Copy out each line of the data below in which the string "tileObjects" appears.

Available records |
__________________________________________________

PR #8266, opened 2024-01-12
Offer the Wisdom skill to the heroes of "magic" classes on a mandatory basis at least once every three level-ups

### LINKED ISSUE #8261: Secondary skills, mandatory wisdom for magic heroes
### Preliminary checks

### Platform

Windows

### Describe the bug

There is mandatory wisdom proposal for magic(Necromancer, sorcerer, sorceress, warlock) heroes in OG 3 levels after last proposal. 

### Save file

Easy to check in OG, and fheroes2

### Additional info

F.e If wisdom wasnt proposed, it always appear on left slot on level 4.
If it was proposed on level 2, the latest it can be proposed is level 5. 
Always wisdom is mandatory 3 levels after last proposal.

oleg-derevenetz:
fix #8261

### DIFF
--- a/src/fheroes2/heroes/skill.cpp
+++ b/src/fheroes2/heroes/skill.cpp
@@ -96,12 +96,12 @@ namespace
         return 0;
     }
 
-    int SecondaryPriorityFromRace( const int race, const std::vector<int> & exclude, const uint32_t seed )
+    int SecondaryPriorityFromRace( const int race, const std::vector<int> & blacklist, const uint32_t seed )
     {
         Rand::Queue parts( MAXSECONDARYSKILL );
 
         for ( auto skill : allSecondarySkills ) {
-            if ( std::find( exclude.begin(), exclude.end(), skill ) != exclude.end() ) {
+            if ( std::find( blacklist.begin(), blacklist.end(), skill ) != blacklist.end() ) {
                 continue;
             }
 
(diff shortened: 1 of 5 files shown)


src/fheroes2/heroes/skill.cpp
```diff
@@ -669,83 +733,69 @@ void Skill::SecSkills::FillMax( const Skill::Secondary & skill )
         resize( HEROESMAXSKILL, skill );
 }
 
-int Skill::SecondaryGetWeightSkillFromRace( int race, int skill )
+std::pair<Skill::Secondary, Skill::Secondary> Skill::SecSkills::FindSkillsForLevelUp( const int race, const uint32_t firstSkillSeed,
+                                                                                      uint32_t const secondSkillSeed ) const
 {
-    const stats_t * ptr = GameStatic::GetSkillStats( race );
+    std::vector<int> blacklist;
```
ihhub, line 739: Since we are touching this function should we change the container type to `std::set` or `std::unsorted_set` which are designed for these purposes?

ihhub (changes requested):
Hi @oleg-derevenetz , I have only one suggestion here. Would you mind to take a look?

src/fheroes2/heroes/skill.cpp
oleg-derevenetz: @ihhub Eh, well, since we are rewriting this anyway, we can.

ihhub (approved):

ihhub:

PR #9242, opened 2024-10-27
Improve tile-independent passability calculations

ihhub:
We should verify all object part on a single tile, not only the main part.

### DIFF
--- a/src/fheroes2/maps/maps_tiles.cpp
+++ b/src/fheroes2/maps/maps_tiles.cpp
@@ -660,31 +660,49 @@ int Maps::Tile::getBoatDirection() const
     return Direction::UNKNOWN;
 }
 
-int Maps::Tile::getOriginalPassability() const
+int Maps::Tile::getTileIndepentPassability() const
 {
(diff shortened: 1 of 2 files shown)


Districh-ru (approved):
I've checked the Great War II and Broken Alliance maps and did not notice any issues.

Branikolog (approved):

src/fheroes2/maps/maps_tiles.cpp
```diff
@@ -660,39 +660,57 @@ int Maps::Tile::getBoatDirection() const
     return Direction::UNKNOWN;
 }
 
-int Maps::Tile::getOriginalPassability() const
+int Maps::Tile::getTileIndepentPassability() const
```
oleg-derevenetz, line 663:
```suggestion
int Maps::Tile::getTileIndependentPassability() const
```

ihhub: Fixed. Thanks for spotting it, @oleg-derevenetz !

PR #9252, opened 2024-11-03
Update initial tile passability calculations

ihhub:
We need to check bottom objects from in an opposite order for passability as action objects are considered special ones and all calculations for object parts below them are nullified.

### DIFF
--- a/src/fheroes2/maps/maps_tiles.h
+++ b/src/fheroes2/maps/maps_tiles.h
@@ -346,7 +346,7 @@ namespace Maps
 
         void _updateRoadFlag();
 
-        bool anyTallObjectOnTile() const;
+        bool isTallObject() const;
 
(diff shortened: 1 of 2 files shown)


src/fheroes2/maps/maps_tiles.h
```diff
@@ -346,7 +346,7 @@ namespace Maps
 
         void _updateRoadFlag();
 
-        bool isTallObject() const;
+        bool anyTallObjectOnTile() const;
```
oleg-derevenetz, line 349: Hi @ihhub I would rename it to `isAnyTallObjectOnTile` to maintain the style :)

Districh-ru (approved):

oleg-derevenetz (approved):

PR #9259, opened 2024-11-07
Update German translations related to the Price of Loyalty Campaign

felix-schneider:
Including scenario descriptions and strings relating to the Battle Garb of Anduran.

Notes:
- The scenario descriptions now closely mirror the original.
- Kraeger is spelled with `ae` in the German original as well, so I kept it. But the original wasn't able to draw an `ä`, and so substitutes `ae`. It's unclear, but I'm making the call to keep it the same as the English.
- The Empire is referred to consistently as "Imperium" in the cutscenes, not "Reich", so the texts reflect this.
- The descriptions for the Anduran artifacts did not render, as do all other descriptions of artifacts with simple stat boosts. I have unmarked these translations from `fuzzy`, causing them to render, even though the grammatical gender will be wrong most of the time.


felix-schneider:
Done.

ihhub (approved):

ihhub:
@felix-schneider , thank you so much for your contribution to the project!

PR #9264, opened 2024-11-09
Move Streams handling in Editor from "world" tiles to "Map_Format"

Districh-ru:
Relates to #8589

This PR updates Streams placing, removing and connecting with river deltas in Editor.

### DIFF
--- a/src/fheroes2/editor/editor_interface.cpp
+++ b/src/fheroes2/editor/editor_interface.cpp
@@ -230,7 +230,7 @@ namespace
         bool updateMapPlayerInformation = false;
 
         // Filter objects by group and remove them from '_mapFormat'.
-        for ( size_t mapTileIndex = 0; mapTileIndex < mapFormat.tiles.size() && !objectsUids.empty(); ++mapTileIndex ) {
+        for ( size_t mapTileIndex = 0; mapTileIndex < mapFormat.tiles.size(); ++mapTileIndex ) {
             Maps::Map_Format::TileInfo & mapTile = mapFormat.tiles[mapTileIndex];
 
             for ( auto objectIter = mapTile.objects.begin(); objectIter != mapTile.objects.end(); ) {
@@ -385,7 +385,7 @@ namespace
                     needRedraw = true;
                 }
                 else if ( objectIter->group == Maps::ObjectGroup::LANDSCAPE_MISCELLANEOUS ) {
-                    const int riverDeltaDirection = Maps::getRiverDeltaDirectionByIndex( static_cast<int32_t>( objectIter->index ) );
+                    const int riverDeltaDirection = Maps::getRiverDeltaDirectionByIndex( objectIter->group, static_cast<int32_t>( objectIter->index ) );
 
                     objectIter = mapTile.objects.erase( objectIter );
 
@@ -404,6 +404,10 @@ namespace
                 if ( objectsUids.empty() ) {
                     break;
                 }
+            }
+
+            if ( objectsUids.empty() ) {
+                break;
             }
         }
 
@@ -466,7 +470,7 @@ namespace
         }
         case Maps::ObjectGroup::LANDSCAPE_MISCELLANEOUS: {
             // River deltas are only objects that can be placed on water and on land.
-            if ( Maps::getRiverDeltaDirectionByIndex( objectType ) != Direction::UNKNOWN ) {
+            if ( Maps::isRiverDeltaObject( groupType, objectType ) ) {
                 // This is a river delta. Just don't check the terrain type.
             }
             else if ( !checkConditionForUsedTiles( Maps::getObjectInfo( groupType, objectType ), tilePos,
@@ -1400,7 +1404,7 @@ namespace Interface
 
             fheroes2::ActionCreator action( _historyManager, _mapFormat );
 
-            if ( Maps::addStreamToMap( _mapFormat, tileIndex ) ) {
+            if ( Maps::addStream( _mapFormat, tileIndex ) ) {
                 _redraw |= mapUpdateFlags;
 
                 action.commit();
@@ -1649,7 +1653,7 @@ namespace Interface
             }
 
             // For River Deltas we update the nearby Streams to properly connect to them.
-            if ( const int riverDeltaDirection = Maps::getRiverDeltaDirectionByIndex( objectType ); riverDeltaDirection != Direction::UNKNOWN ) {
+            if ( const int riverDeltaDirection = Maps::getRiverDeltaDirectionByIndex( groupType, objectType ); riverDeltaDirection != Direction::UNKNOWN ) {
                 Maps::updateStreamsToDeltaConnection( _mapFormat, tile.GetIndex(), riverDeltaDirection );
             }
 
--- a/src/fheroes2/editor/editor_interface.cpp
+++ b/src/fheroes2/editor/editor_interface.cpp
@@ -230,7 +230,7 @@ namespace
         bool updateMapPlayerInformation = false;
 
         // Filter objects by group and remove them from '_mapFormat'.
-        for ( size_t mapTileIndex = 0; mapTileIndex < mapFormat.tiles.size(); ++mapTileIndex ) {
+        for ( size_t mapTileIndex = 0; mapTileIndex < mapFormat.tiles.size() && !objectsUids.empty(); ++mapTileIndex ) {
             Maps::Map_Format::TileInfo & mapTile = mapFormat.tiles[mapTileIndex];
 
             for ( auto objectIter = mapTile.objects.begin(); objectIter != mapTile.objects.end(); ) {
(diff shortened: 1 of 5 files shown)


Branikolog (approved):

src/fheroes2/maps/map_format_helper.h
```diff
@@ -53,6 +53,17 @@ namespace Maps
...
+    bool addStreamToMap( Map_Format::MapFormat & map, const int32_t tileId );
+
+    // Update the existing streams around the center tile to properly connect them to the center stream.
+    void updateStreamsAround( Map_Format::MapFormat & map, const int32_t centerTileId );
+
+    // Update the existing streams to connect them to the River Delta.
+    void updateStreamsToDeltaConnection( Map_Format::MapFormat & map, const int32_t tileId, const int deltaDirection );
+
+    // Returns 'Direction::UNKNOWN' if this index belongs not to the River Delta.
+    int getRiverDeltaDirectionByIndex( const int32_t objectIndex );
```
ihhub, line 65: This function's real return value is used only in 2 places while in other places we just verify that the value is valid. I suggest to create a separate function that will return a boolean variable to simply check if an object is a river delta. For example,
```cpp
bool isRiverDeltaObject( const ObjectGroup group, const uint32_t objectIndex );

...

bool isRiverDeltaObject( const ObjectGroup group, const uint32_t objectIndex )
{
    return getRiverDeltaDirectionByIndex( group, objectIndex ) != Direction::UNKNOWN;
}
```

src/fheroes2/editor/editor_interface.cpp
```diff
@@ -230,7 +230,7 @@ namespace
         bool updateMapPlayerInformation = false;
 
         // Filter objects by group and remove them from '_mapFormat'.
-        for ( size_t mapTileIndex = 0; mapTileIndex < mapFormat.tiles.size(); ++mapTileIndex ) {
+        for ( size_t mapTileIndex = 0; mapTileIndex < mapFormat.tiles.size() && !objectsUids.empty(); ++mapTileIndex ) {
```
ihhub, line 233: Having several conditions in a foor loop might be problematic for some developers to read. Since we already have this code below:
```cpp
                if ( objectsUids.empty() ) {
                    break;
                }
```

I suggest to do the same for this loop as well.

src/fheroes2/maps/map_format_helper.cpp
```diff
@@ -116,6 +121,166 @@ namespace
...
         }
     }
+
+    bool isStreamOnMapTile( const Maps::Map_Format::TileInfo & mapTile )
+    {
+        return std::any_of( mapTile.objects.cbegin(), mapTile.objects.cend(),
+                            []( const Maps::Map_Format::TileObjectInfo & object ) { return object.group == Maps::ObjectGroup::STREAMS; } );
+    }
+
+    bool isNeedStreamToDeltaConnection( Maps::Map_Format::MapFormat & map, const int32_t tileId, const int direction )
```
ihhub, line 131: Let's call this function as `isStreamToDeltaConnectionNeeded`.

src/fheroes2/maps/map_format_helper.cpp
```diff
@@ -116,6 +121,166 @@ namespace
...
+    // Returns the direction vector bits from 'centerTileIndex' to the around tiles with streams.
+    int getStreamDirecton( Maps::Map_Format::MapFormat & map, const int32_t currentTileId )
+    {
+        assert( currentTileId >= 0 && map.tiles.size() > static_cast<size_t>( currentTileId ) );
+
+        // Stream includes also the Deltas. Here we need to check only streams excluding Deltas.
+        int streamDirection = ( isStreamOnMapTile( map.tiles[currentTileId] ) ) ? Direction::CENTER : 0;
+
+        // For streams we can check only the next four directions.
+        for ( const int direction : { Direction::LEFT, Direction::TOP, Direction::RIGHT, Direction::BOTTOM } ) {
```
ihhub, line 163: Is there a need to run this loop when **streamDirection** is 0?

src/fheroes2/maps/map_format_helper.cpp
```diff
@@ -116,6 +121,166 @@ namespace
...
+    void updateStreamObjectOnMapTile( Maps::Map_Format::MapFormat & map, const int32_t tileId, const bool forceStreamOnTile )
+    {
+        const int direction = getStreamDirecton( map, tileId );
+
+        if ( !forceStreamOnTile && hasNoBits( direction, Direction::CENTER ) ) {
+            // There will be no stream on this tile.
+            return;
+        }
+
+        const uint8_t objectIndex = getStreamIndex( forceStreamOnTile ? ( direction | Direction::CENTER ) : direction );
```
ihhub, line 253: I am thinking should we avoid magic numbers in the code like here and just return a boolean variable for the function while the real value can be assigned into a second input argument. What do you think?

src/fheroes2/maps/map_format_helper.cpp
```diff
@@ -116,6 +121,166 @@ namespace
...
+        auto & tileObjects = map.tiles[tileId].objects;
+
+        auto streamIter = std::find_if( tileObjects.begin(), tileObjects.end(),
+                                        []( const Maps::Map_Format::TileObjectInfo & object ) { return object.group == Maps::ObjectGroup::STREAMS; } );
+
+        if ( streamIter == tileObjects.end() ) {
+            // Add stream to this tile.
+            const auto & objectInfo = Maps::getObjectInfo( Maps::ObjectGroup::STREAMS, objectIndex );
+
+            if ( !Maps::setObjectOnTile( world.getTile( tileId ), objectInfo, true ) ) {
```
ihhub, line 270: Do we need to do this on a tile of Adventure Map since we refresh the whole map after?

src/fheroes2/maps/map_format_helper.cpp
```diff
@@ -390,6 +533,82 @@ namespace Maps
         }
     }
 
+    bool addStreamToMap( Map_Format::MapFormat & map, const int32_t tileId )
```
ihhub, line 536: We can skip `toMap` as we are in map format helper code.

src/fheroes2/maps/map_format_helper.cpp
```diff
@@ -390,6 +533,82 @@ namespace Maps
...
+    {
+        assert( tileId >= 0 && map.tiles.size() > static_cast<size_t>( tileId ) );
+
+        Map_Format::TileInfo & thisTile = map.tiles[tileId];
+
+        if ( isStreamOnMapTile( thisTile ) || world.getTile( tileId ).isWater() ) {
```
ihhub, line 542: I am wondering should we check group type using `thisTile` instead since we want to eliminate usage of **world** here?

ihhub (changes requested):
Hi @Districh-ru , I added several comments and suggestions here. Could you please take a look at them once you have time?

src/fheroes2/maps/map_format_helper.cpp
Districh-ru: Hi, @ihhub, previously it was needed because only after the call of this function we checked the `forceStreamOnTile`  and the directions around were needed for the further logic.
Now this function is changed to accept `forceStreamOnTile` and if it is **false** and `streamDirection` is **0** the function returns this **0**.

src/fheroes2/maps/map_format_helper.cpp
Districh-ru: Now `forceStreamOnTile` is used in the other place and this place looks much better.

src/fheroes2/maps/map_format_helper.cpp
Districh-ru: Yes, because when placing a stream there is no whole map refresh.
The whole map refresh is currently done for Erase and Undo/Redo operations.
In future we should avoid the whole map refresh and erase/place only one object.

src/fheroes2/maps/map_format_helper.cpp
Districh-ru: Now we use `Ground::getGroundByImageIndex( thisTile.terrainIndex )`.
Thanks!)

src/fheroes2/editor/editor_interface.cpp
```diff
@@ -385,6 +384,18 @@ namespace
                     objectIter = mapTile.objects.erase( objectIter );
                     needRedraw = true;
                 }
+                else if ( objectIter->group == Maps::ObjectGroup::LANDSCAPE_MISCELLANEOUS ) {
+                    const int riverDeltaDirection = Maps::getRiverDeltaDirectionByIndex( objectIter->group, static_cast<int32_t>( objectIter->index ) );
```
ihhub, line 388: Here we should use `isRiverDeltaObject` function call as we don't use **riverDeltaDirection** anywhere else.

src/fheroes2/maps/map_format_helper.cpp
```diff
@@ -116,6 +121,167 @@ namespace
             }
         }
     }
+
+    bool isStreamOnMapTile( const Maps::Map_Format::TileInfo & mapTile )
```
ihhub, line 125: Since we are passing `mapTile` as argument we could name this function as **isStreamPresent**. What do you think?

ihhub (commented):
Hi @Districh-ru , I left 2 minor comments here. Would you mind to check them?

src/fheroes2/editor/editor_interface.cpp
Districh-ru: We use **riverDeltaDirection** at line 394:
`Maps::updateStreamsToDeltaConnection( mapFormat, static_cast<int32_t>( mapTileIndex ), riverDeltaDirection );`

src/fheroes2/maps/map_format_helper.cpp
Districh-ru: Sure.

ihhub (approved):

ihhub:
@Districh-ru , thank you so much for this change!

__________________________________________________

Expected answer |
+        auto & tileObjects = map.tiles[tileId].objects;
+        auto streamIter = std::find_if( tileObjects.begin(), tileObjects.end(),
+        if ( streamIter == tileObjects.end() ) {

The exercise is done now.